■ **Instructions for the task**
Report all lines in the records that hold the string "Owner".

■ **Supplied information**
######
PR #652, opened 2025-03-10
Updated readme

niels9001:
- Making this a bit more inline with other WinUI/WASDK repo's.
- Updated assets and install instructions


ReadMe.md
```diff
@@ -1,47 +1,74 @@
+<p align="center">
+<img src="docs/images/wct.png" alt="Windows Community Toolkit Gallery"/>
```
Arlodotexe, line 2: Looks like this image isn't rendering. This might fix it.
```suggestion
<img src="docs/images/WCT.png" alt="Windows Community Toolkit Gallery"/>
```

Arlodotexe (approved):
Topmost image filename needs correction for it to render, otherwise this looks good!

ReadMe.md
michael-hawker: I don't see an issue with its display? I know the rich diff had an issue in the past with first render, but I see it fine. It's marked as lowercase in the PR?

michael-hawker (approved):

PR #657, opened 2025-03-13
Hook up TokenizingTextBox AutoSuggestBoxStyle 

### LINKED ISSUE #656: TokenizingTextBox AutoSuggestBoxStyle does not work
### Describe the bug

TokenizingTextBox has an AutoSuggestBoxStyle dependency property. The style of the AutoSuggestBox is not modified if that property is set. 

### Steps to reproduce

```text
1. Create TokenizingTextBox
2. Set AutoSuggestBoxStyle property to a custom AutoSuggestBox style
3. Notice how the style is not modified
```

### Expected behavior

TokenizingTextBox should use the provided AutoSuggestBoxStyle

### Screenshots

_No response_

### Code Platform

- [ ] UWP
- [ ] WinAppSDK / WinUI 3
- [ ] Web Assembly (WASM)
- [ ] Android
- [ ] iOS
- [ ] MacOS
- [ ] Linux / GTK

### Windows Build Number

- [ ] Other (specify)

_No response_

- [ ] Other (specify)

### Other SDK version

_No response_

### Visual Studio Version

_No response_

_No response_

### Device form factor

_No response_

### Additional context

This happens because the property is not hooked up in TokenizingTextBoxItemTextStyle. It uses the SystemAutoSuggestBoxStyle defined below.

### Help us help you

Yes, I'd like to be assigned to work on this item.

miksalmon:
## Fixes #656 

The AutoSuggestBoxStyle dependency property is not hooked up to the AutoSuggestBox's style in TokenizingTextBoxItemTextStyle. Is uses the static resource SystemAutoSuggestBoxStyle.

This fix sets the AutoSuggestBox's style in TokenizingTextBoxItemTextStyle to the AutoSuggestBoxStyle of the TokenizingTextBox and sets the AutoSuggestBoxStyle's default value to that of SystemAutoSuggestBoxStyle.

## PR Type

Bugfix

TokenizingTextBox's AutoSuggestBoxStyle is not applied

## What is the new behavior?

TokenizingTextBox's AutoSuggestBoxStyle is applied

## PR Checklist

- [X ] Created a feature/dev branch in your fork (vs. submitting directly from a commit on main)
- [X ] Based off latest main branch of toolkit
- [ X] Tested code with current supported SDKs
- [ X] Contains **NO** breaking changes

### DIFF
--- a/components/TokenizingTextBox/src/TokenizingTextBoxItem.AutoSuggestBox.xaml
+++ b/components/TokenizingTextBox/src/TokenizingTextBoxItem.AutoSuggestBox.xaml
@@ -410,7 +410,7 @@
                                     ItemTemplate="{Binding Path=Owner.SuggestedItemTemplate, RelativeSource={RelativeSource Mode=TemplatedParent}}"
                                     ItemsSource="{Binding Path=Owner.SuggestedItemsSource, RelativeSource={RelativeSource Mode=TemplatedParent}}"
                                     PlaceholderText="{Binding Path=Owner.PlaceholderText, RelativeSource={RelativeSource Mode=TemplatedParent}}"
-                                    Style="{StaticResource SystemAutoSuggestBoxStyle}"
+                                    Style="{Binding Path=Owner.AutoSuggestBoxStyle, RelativeSource={RelativeSource Mode=TemplatedParent}}"
                                     Text="{Binding Text, Mode=TwoWay}"
                                     TextBoxStyle="{StaticResource TokenizingTextBoxTextBoxStyle}"
                                     TextMemberPath="{Binding Path=Owner.TextMemberPath, RelativeSource={RelativeSource Mode=TemplatedParent}}"
--- a/components/TokenizingTextBox/src/TokenizingTextBox.xaml
+++ b/components/TokenizingTextBox/src/TokenizingTextBox.xaml
@@ -23,6 +23,7 @@
 
     <Style x:Key="DefaultTokenizingTextBoxStyle"
            TargetType="controls:TokenizingTextBox">
+        <Setter Property="AutoSuggestBoxStyle" Value="{StaticResource SystemAutoSuggestBoxStyle}" />
         <Setter Property="AutoSuggestBoxTextBoxStyle" Value="{StaticResource TokenizingTextBoxTextBoxStyle}" />
         <Setter Property="Foreground" Value="{ThemeResource TextControlForeground}" />
         <Setter Property="Background" Value="{ThemeResource TextControlBackground}" />


components/TokenizingTextBox/src/TokenizingTextBoxItem.AutoSuggestBox.xaml
michael-hawker, line 1: Main comment is that the `SystemAutoSuggestBoxStyle` is defined here in this file compared to where it's now getting referenced in TokenizingTextBox.xaml. So, it'd probably have to move to be properly looked up?

However, I'm not even sure if this is needed anymore and if it's a remnant of system WUX xaml when we weren't building on top of WinUI 2, like we are now for UWP and WinUI 3 for WASDK. Like we may just be able to reference `DefaultAutoSuggestBoxStyle` now?

@miksalmon did you notice a difference before/after here?

FYI @niels9001 who may be able to comment here. Doing a diff between what we have and the system style it doesn't appear there's a ton of big differences. Mostly the alignment top vs. stretch.

miksalmon: @michael-hawker During testing, I confirmed it works by keeping it there. I tested by modifying `SystemAutoSuggestBoxStyle` and making sure this was getting applied properly, which it did.

It can probably look it up just fine because `TokenizingTextBoxItem.AutoSuggestBox.xaml` is imported in `TokenizingTextBox.xaml` where it's used. 

I'll be honest, I didn't verify what the actual differences were. It's possible we could use the default style instead and get rid of `SystemAutoSuggestBoxStyle`.

michael-hawker: Thanks for the extra info, @niels9001 any thoughts here?

Arlodotexe: Our custom `SystemAutoSuggestBoxStyle` copied from the platform, defined [here](https://github.com/CommunityToolkit/Windows/blob/8b0113bef2a44f8bb137fbc0034ae061df3f10c3/components/TokenizingTextBox/src/TokenizingTextBoxItem.AutoSuggestBox.xaml#L424) is noted in xmldoc as "Copy of System Style from 18362 to try and workaround WinUI Styles".

We're discussing whether it would be worth exploring removing this copy and using the platform-supplied style.

This is an important point to bring up before merging this PR, because this PR enables extending the default style that we use *as well as* using any custom `AutoSuggestBoxStyle` the consumer might have. 

Before we can know whether it's safe to visit restoring to the current platform style, we need to understand what we were working around before. We'll likely not be able to infer this from diffing the platform style alone. 

@michael-hawker Where might we find history on this?

michael-hawker: Would be in the old repo. Original PR which added this style is here: https://github.com/CommunityToolkit/WindowsCommunityToolkit/pull/3291

Note from the original TTB issue: https://github.com/CommunityToolkit/WindowsCommunityToolkit/issues/3289

> This could also be the textbox's vertical alignment, but I've seen three different cases across different samples we've had, so I'm more confused now. Update I think this is due to extra styling being applied by having WinUI 2.x included in the package. I noticed in https://github.com/CommunityToolkit/WindowsCommunityToolkit/pull/3291 that WinUI 2.4 applied a border around the textbox, so there's a problem here of how we isolate our custom style from the WinUI updates.

I was talking with Niels a bit about this too, and digging here just shows this was all even before the revamped styles shipped in 2.6.

Originally the Toolkit didn't even have a WinUI dependency and so we relied on the system styles.

All that said, it's probably over due to look at just relying on the built-in style of WinUI here and seeing how that behaviors in this scenario. It may still need the border removed to appear embedded in the control. The template today for AutoSuggestBox properly template binds the border properties to the inner TextBox though, so we may not need to be as heavy handed.

@niels9001 was going to take a quick look I think, but we could probably follow that up with a separate PR.

michael-hawker (approved):
Definitely some future investigation we can see if we can simplify the reliance on the custom style, but the PR is good as-is.

@niels9001 validated that the custom style was still needed to some degree, so we won't touch it here and use the existing setup.

The merged dictionary means this is properly grabbing the right style, so all is good.

PR #684, opened 2025-05-12
Refactor project reference generation to include test projects

Arlodotexe:
Bump tooling pointer to include https://github.com/CommunityToolkit/Tooling-Windows-Submodule/pull/285


michael-hawker (approved):
This will be good validation we don't break anything, but just a note to ourselves that this repo doesn't make use of the component-level building yet. Not sure if it'll make sense to adopt at some point, we'll see.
######
■ **Exercise answer**
                                     ItemTemplate="{Binding Path=Owner.SuggestedItemTemplate, RelativeSource={RelativeSource Mode=TemplatedParent}}"
                                     ItemsSource="{Binding Path=Owner.SuggestedItemsSource, RelativeSource={RelativeSource Mode=TemplatedParent}}"
                                     PlaceholderText="{Binding Path=Owner.PlaceholderText, RelativeSource={RelativeSource Mode=TemplatedParent}}"
+                                    Style="{Binding Path=Owner.AutoSuggestBoxStyle, RelativeSource={RelativeSource Mode=TemplatedParent}}"
                                     TextMemberPath="{Binding Path=Owner.TextMemberPath, RelativeSource={RelativeSource Mode=TemplatedParent}}"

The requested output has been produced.